We’re worth it and we’re worthy of recognition and progression.

“Who’s going to be Senior Manager, you?”

And thus began my first foray into part time work. I had just returned from my first maternity leave and was now part time. At that meeting I heard the resounding click of the lock to the higher floors of my career. Whilst I had returned from my rightful year away, it felt like the rest of the office still thought I was absent, that I was no longer productive. I am a “part timer”.

I should be grateful, right? I have been permitted to work part time, flexibly, in the same job with the same benefits as the “full timers”. Friends, family, acquaintances have not been so lucky. It’s so common to hear stories of those who have been pushed out of their careers due to the need to work part time for whatever reason, children, carer, sickness, etc. I should be grateful. I am grateful.

But with the move to part time comes the added pressure to show we are worthy. We push five days’ work into three to prove ourselves. We accept whatever work comes to us. We can’t complain if it’s too much because we are grateful for the opportunity to work “flexibly”. The pressure mounts. Where are we going? What are we doing this for? We want to prove ourselves worthy to a world that deems us less for reducing our hours.

Our managers could take time to think about how we can work effectively as part of a cohesive team of mixed full time and part time employees. Steps could be taken. Instead, for the majority (if we have even retained our jobs in the first place), we are an inconvenience. We’re working as hard as possible for a world that deems us less with no expectation of career progression.
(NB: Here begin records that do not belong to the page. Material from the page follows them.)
Issue #4187, opened 2022-09-21
 CollectionAssert.DoesNotContain for a list of item


WindingWinter:
I'm looking for a  CollectionAssert.DoesNotContain for a list of item, ie, something like the below:

```
       // all items in excludedList shall not contain in the existingList
        private static void CollectionAssertDoesNotContain<T>(List<T> existingList, IEnumerable<T> excludedList)
        { 
            foreach (var obj in excludedList)
            {
                CollectionAssert.DoesNotContain(existingList, obj);
            }
        }
```

Do we already have such a function?

stevenaw:
Great question @WindingWinter !
While the superset / subset methods could validate if ALL items are present, I haven't found something which works for the ANY case quite so easily. Something like this would be possible:
```csharp
            Assert.That(a.Union(b).ToArray(), Has.Length.EqualTo(a.Length + b.Length));
```
However you would of course lose the item-level failure reporting of which items appear in `existingList`. I'm going to label this as an idea for consideration for inclusion, though I would welcome if anyone could show a built way to do this without requiring the explicit loop

tbenne10:
I ran into this same issue last week - CollectionAssert does not contain any methods that perform evaluation for disjoint sets. 

I have added in changes and tests to include ContainsAny(IEnumerable actual, IEnumerable expected) and  DoesNotContainAny(IEnumerable actual, IEnumerable expected) methods. Noting this in case someone wanted to pick it up, I will have the build complete and ready for PR within a day.

CharliePoole:
Historically, CollectionAssert has never been the primary way of doing assertions on collections in NUnit. I added the class many years ago, when the NUnit constraint model was brand new. It was intended to allow folks familiar with the MSTest CollectionAssert to use the same syntax. We consistently turned down requests to enhance CollectionAssert for many years, instead adding new constraints, which would work with Assert. CollectionAssert, in fact, was at one time listed to be removed in the next major version. If you decide to change the policy of freezing CollectionAssert, I suggest you add a new constraint for use by Assert and make use of it in the CollectionAssert implementation.

stevenaw:
I am going to close this due to inactivity, as well as based on Charlie's comment above regarding a past decision to freeze that API.
Note that this is possible to do in the constraint model today based on the following example:

```csharp
int[] array = [1, 2, 3];
int[] actual = [4, 5, 6];

Assert.That(actual, Has.None.AnyOf(array));
```

stevenaw:
[...]

Issue #3688, opened 2020-12-06
Clarifying the status of the classic model assertions


jnm2:
Do we document anywhere that we consider the classic model to be legacy? We bring it up in GitHub issues, but people seem to be surprised to learn it, e.g. https://github.com/nunit/nunit/issues/3644#issuecomment-739532642.

https://docs.nunit.org/articles/nunit/writing-tests/assertions/assertions.html hints but doesn't come right out and say it.

1. Is "legacy" the word we want to use?
2. Do we want more folks to know about this designation?
3. Which pages would be good places to get folks' attention?

mikkelbu:
1. I think legacy has a negative sound, so in the analyzers we also use "constraint model" vs "classic model" (and I prefer this to legacy). A comment on nunit/nunit.analyzers#9 states that they where called legacy asserts at some time
> There was a time, about 7 years ago, when I wanted to get rid of Classic asserts. In fact, I was calling them legacy asserts back then. User feedback strongly favored keeping them and so I dropped the goal of dropping them. :-)

2. We can make it more clear, but I can understand why some use the classical model for simple asserts like `Assert.IsTrue(expression)` or `Assert.IsNull(expression)` rather than the longer constraint variant.

3. I think the page that you already link to and perhaps a new page under "Assertion Models" so that one does not end up on "classical models" when expanding the item.

Ps. It also seems like we have much more documentation (at least in the index) for the classical model compared to the constraint model, so I think we should add all the constraint pages, like https://docs.nunit.org/articles/nunit/writing-tests/constraints/AnyOfConstraint.html, to an item under "Constraint model"
![image](https://user-images.githubusercontent.com/1007631/101342144-71bc4580-3882-11eb-9025-bb66cad311b6.png)

OsirisTerje:
About the documentation we have:  I notice that many of the examples we show use the legacy/classic model.  It might be helpful to change those to use the constraint model.

stevenaw:
This came up at work yesterday. Another thing which could be helpful to document when we do this is to describe the reasons why the constraint model is recommended.

stevenaw:
This came up in a recent PR again. @CharliePoole gave the helpful context in the originating issue that the `CollectionAssert` class was at one point considered for removal. Given the maturity of the analyzers and fixers, I'm wondering if this is something we should now consider. Perhaps just marking it as `Obsolete` could also communicate long-term intent.

[...]

PR #4211, opened 2022-10-04
Added ContainsAny and DoesNotContainAny to CollectionAssert

tbenne10:
Mentioned in #4187 - Added feature to allow CollectionAssert to verify if a  IEnumerable contains any or does not contain any elements from a provided IEnumerable

### DIFF
--- a/src/NUnitFramework/framework/Is.cs
+++ b/src/NUnitFramework/framework/Is.cs
@@ -373,6 +373,19 @@ namespace NUnit.Framework
 
         #endregion
 
+        #region ContainedIn
+
+        /// <summary>
+        /// Returns a constraint that tests whether the actual value
+        /// contains a value from the collection supplied as an argument.
+        /// </summary>
+        public static CollectionContainsAnyConstraint ContainedIn(IEnumerable expected)
+        {
+            return new CollectionContainsAnyConstraint(expected);
+        }
+
+        #endregion
+
         #region SubsetOf
 
         /// <summary>
--- a/src/NUnitFramework/framework/CollectionAssert.cs
+++ b/src/NUnitFramework/framework/CollectionAssert.cs
@@ -294,6 +294,30 @@ namespace NUnit.Framework
         }
         #endregion
 
+        #region ContainsAny
+        /// <summary>
+        /// Asserts that collection contains any element of another collection.
+        /// </summary>
+        /// <param name="collection">IEnumerable of objects to be considered</param>
+        /// <param name="expected">IEnumerable of Objects to be found within collection</param>
+        public static void ContainsAny(IEnumerable collection, IEnumerable expected)
+        {
+            ContainsAny(collection, expected, string.Empty, null);
+        }
+
+        /// <summary>
+        /// Asserts that collection contains any element of another collection.
+        /// </summary>
+        /// <param name="collection">IEnumerable of objects to be considered</param>
+        /// <param name="expected">IEnumerable of Objects to be found within collection</param>
+        /// <param name="message">The message that will be displayed on failure</param>
+        /// <param name="args">Arguments to be used in formatting the message</param>
+        public static void ContainsAny(IEnumerable collection, IEnumerable expected, string message, params object[] args)
+        {
+            Assert.That(collection, Is.ContainedIn(expected), message, args);
+        }
+        #endregion
+
         #region DoesNotContain
 
         /// <summary>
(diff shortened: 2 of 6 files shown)


dnfadmin:
[CLA assistant check](https://cla.dotnetfoundation.org/nunit/nunit?pullRequest=4211) <br/>Thank you for your submission, we really appreciate it. Like many open source projects, we ask that you sign our [Contributor License Agreement](https://cla.dotnetfoundation.org/nunit/nunit?pullRequest=4211) before we can accept your contribution.<br/><br/>:x: tbenne10 [sign now](https://cla.dotnetfoundation.org/nunit/nunit?pullRequest=4211)<br/><sub>You have signed the CLA already but the status is still pending? Let us [recheck](https://cla.dotnetfoundation.org/check/nunit/nunit?pullRequest=4211) it.</sub>

MoritzHayden (approved):
@tbenne10 Thank you for adding this!

OsirisTerje:
@stevenaw Can you have a look at this?

SimonCropp (approved):

OsirisTerje (changes requested):
I am struggling a bit with the syntax of these.  
The first looks fine:   I would write  `Assert.That(collectionA,Does.ContainsAny(collectionB)`.  
The second becomes strange, because I would expect to be writing  `Assert.That(collectionA,Does.Not.ContainsAny(collectionB)`.  So when the keyword I DoesNotContainsAny it looks like a legacy collection assert, and not a constraint based one.

mr-russ:
I also recommend Charlie Pool's comment on #4187 , and decide if we are going down the road of new constraint.

src/NUnitFramework/framework/Is.cs
```diff
@@ -373,6 +373,19 @@ public static CollectionEquivalentConstraint EquivalentTo(IEnumerable expected)
 
         #endregion
 
+        #region ContainedIn
+
+        /// <summary>
+        /// Returns a constraint that tests whether the actual value
+        /// contains a value from the collection supplied as an argument.
+        /// </summary>
+        public static CollectionContainsAnyConstraint ContainedIn(IEnumerable expected)
```
stevenaw, line 382: Thanks for adding this. I often also use the `Contains` class for this sort of check too. Would it be possible to also expose a `Contains.All(IEnumerable)` function there too?

stevenaw (changes requested):
Thanks for taking initiative on this @tbenne10 
Apologies for a lack of up-front clarity on this. As a team we're trying to adopt a constraint-first approach to new features. As a team we also need to figure out how to make this more well-known, which is on us. We have https://github.com/nunit/nunit/issues/3688 to track doing that.

After this PR was created, Charlie has also weighed in in the issue about a previous bit of discussion to freeze the `CollectionAssert` API and that the team would need to decide if a change in direction were to happen. I think that would be an important conversation to have, but it wouldn't need to block adding this in as constraints.

Would it be possible to adjust the added tests to target the new constraint instead of `CollectionAssert` itself? In lieu of a change in direction about `CollectionAssert` it may also help to remove any changes to `CollectionAssert` in the PR.

src/NUnitFramework/framework/Is.cs
tbenne10: Anytime - just want to clarify, do you use `Contains` with iteration to perform the checks you need? Just want to make sure we are on the same page since they perform different actions. 

The naming might have been a bit misleading here - `Contains.All(IEnumerable)` already exists but is instead named SupersetOf(IEnumerable) within this class.

tbenne10:
Thank you all for your input. I will remove changes to `CollectionAssert` and retarget the tests per @stevenaw's comment. 

Before I complete updates, I wanted to circle back and check with everyone if we want to support adding methods in `Assert.cs` utilizing the constrains within this MR. If so I will add those with naming suggestions from @OsirisTerje unless anyone has differing naming suggestions.

src/NUnitFramework/framework/Is.cs
stevenaw: @tbenne10 Thanks for asking, I appreciate you coming back to this PR after all this time.

You make a good point. I may've mistyped my earlier suggestion in haste. I'd suggest we disregard my suggestion around `Contains.All()` in the interest of keeping this PR simple. Having thought it through, I agree with @OsirisTerje 's suggestion that it might make sense to expose your new constraint as a `Does.ContainAny()` method, which could then be easily inverted to be `Does.Not.ContainAny()` using the already-existing `Not` constraint.


I think my original comment came from a place of concern around ambiguity of the name `Is.ContainedIn` in relation to some other API operations when both arguments are collections. If I understand your PR right, the following will pass the first assertion but fail the second and third because they apply fundamentally different checks, though it might not be clear simply by reading them that this will happen. 

```csharp
var a = new[] { 1, 2, 3 };
var b = new[] { 2, 4 };

Assert.That(a, Is.ContainedIn(b));
Assert.That(a, Is.SubsetOf(b));
Assert.That(b, Contains.All(b));
```

OsirisTerje:
@tbenne10 Seems this has been dormant for some time.  Do you think you have time to get it up to shape?

OsirisTerje:
@tbenne10 Do you think you can resolve the remaining comments?

mithileshz:
@tbenne10 @OsirisTerje would you mind if I take over and complete the changes on this?

OsirisTerje:
@mithileshz Are you working on this?

OsirisTerje:
Seems no one wants to finish this. Closing for now.  
Feel free to reopen only if you really want to do something here.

We have all experienced the “full timer” that does not pull their weight. That spends two weeks on what could be completed in a few days. Why is this person more valued than the part time employee who consistently delivers? Why is the door to career progression unlocked for them? Is the fact they have full time hours in their contract so important?

Contracted hours do not tell you how hard someone works. How enthusiastic they are. Their drive and motivation.

It is such a frustrating waste to disregard what part time employees can contribute to the business. The business sees a detriment in time. It dismisses the skills a part time employee can bring to the table. Out of office priorities that the part time worker has are skills and experience they could utilise in their working role.

You see a parent (usually, let’s face it, a mother). I see someone who multi-tasks like a pro. I see someone who reads so many stories out loud that their presentation skills are now top notch. I see someone who can stay calm in stressful situations. I see someone who statistically takes fewer sick days. I see someone who is focussed, a role model. A valuable employee.

My own experience: I have needed to stay calm and focussed on two hours’ sleep in three days while sleeping in a chair next to a hospital bed so I can then ask the doctors all the important questions. How can you not think I can use those skills to remain calm and focussed at work?

That is not to say parents are better. It’s not a direct comparison and competition between “parent/carer” and “non-parent”, “part time” and “full time”. But to immediately close doors and react negatively to the need for part time hours is absolutely unfair. It is a detriment to what we can provide to the business as employees.

Part timers, we need to remember our value and contribution to the company. We’re worth it and we’re worthy of recognition and progression.

Companies, you need to acknowledge our value, provide opportunities for progression and provide the flexibility you currently advertise as a modern place of work.

Money where your mouth is springs to mind.